PR #2938, opened 2026-01-26
keep temp feature on map until explicitly discarded or saved

DenverCoder544:
keep updated temp geometry on map until excplicitly discarded or saved. The layout changed a bit and replaced the action link with a normal button.

image

image

image

multi-geometry mode layout stayed the same apart from the link -> button change
Multipolygon:

image

image

### DIFF
--- a/src/react/components/FeatureEditor/DrawingHelper.js
+++ b/src/react/components/FeatureEditor/DrawingHelper.js
@@ -20,13 +20,19 @@ const fakeModule = {
 };
 
 const startDrawing = (type, isMulti = false, currentGeometry, listener) => {
+
+    const sandbox = Oskari.getSandbox();
+
+    // clear old drawing in case there might a previous sketch on the map
+    sandbox.postRequestByName('DrawTools.StopDrawingRequest',
+        [DRAW_OPERATION_ID, true, true]);
+
     const drawParams = {
         allowMultipleDrawing: true,
         showMeasureOnMap: true,
         geojson: currentGeometry,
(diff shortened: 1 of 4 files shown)


src/react/components/FeatureEditor/DrawingHelper.js
```diff
@@ -20,24 +20,31 @@ const fakeModule = {
 };
 
 const startDrawing = (type, isMulti = false, currentGeometry, listener) => {
+
+    const sandbox = Oskari.getSandbox();
+
+    // clear old drawing in case there might a previous sketch on the map
+    sandbox.postRequestByName('DrawTools.StopDrawingRequest',
+        [DRAW_OPERATION_ID, true, true]);
```
ZakarFin: Can we just call the existing function to do this?
```suggestion
    stopDrawing(true);
```

src/react/components/FeatureEditor/styled.jsx
```diff
@@ -8,10 +8,22 @@ export const StyledSpace = styled(Space)`
 
 export const StyledContainer = styled('div')`
     display: inline-flex;
-    justify-content: space-between;
+    justify-content: space-between;
```
ZakarFin:
```suggestion
    justify-content: space-between;
```

src/react/components/FeatureEditor/DrawingHelper.js
DenverCoder544: Glad you asked. Yes, yes we definitely could! :)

::::

→ **WHAT YOU ARE ASKED TO DO**: Give back the entries exactly. Omit none of them.

→ **RESULT OF THIS TASK**:
PR #2938, opened 2026-01-26
keep temp feature on map until explicitly discarded or saved

DenverCoder544:
keep updated temp geometry on map until excplicitly discarded or saved. The layout changed a bit and replaced the action link with a normal button.

image

image

image

multi-geometry mode layout stayed the same apart from the link -> button change
Multipolygon:

image

image

### DIFF
--- a/src/react/components/FeatureEditor/DrawingHelper.js
+++ b/src/react/components/FeatureEditor/DrawingHelper.js
@@ -20,13 +20,19 @@ const fakeModule = {
 };
 
 const startDrawing = (type, isMulti = false, currentGeometry, listener) => {
+
+    const sandbox = Oskari.getSandbox();
+
+    // clear old drawing in case there might a previous sketch on the map
+    sandbox.postRequestByName('DrawTools.StopDrawingRequest',
+        [DRAW_OPERATION_ID, true, true]);
+
     const drawParams = {
         allowMultipleDrawing: true,
         showMeasureOnMap: true,
         geojson: currentGeometry,
(diff shortened: 1 of 4 files shown)


src/react/components/FeatureEditor/DrawingHelper.js
```diff
@@ -20,24 +20,31 @@ const fakeModule = {
 };
 
 const startDrawing = (type, isMulti = false, currentGeometry, listener) => {
+
+    const sandbox = Oskari.getSandbox();
+
+    // clear old drawing in case there might a previous sketch on the map
+    sandbox.postRequestByName('DrawTools.StopDrawingRequest',
+        [DRAW_OPERATION_ID, true, true]);
```
ZakarFin: Can we just call the existing function to do this?
```suggestion
    stopDrawing(true);
```

src/react/components/FeatureEditor/styled.jsx
```diff
@@ -8,10 +8,22 @@ export const StyledSpace = styled(Space)`
 
 export const StyledContainer = styled('div')`
     display: inline-flex;
-    justify-content: space-between;
+    justify-content: space-between;
```
ZakarFin:
```suggestion
    justify-content: space-between;
```

src/react/components/FeatureEditor/DrawingHelper.js
DenverCoder544: Glad you asked. Yes, yes we definitely could! :)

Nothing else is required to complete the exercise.